PR #2084, opened 2023-04-05
Fix: TOTG can return vels/accels greater than the limits

AndyZe:
### Description

This is a port of the MoveIt1 PR:  https://github.com/ros-planning/moveit/pull/3394

The trajectory in the new test looks like this:

Position:

position

Velocity:

velocity

Acceleration:

acceleration

### DIFF
--- a/moveit_core/trajectory_processing/src/time_optimal_trajectory_generation.cpp
+++ b/moveit_core/trajectory_processing/src/time_optimal_trajectory_generation.cpp
@@ -831,7 +831,6 @@ Eigen::VectorXd Trajectory::getVelocity(double time) const
   const double acceleration =
       2.0 * (it->path_pos_ - previous->path_pos_ - time_step * previous->path_vel_) / (time_step * time_step);
 
-  time_step = time - previous->time_;
   const double path_pos =
       previous->path_pos_ + time_step * previous->path_vel_ + 0.5 * time_step * time_step * acceleration;
   const double path_vel = previous->path_vel_ + time_step * acceleration;
@@ -849,7 +848,6 @@ Eigen::VectorXd Trajectory::getAcceleration(double time) const
   const double acceleration =
       2.0 * (it->path_pos_ - previous->path_pos_ - time_step * previous->path_vel_) / (time_step * time_step);
 
-  time_step = time - previous->time_;
   const double path_pos =
       previous->path_pos_ + time_step * previous->path_vel_ + 0.5 * time_step * time_step * acceleration;
   const double path_vel = previous->path_vel_ + time_step * acceleration;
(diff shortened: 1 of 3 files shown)


moveit_core/robot_trajectory/test/test_robot_trajectory.cpp
```diff
@@ -538,7 +538,7 @@ TEST_F(RobotTrajectoryTestFixture, RobotTrajectorySmoothness)
 
   const auto smoothness = robot_trajectory::smoothness(*trajectory);
   ASSERT_TRUE(smoothness.has_value());
-  EXPECT_GT(smoothness.value(), 0.0);
+  EXPECT_EQ(smoothness.value(), 0.0);
```
AndyZe, line 541: @sjahr is this change OK? It seems correct, to me, because `trajectory` contains 5 repeated waypoints, right?

sjahr (commented):
Can you elaborate a bit more on what this fix does? Which effect does removing` time_step = time - previous->time_;` have? The test makes sense, although I am wondering what the vel/accel profile for a single-point trajectory looks like if we apply the constraint that both need to be 0 at the end. Does TOTG insert additional points to "interpolate" between the two points?

AndyZe:
Sure. There was a comment on the original MoveIt1 PR but I'll expand it here.

> although I am wondering what the vel/accel profile for a single-point trajectory looks like if we apply the constraint that both need to be 0 at the end. Does TOTG insert additional points to "interpolate" between the two points?

Yes it does! I added a plot of the test trajectory to the description

moveit_core/trajectory_processing/src/time_optimal_trajectory_generation.cpp
```diff
@@ -849,7 +848,6 @@ Eigen::VectorXd Trajectory::getAcceleration(double time) const
   const double acceleration =
       2.0 * (it->path_pos_ - previous->path_pos_ - time_step * previous->path_vel_) / (time_step * time_step);
 
-  time_step = time - previous->time_;
```
AndyZe, line 852: Notice that a different `time_step` is used previously at L848. The `time_step` at L848 is exactly at one of the waypoints that TOTG used in calculation so vel/accel limits aren't exceeded.

The `time_step` at L852 is not exactly on one of the waypoints that TOTG used in calculation and that's why it exceeds the vel/accel limits.

There will be a very small loss in accuracy by removing this but it should be fine if TOTG is run with a small `delta_t`. Since the default `delta_t` is 0.001sec, that's certainly true.

sjahr: Thanks for the explanation!

sjahr (approved):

Directions —
Find the word "profile" in the material, then list each line that holds it.

Answer to this problem —
Can you elaborate a bit more on what this fix does? Which effect does removing` time_step = time - previous->time_;` have? The test makes sense, although I am wondering what the vel/accel profile for a single-point trajectory looks like if we apply the constraint that both need to be 0 at the end. Does TOTG insert additional points to "interpolate" between the two points?
> although I am wondering what the vel/accel profile for a single-point trajectory looks like if we apply the constraint that both need to be 0 at the end. Does TOTG insert additional points to "interpolate" between the two points?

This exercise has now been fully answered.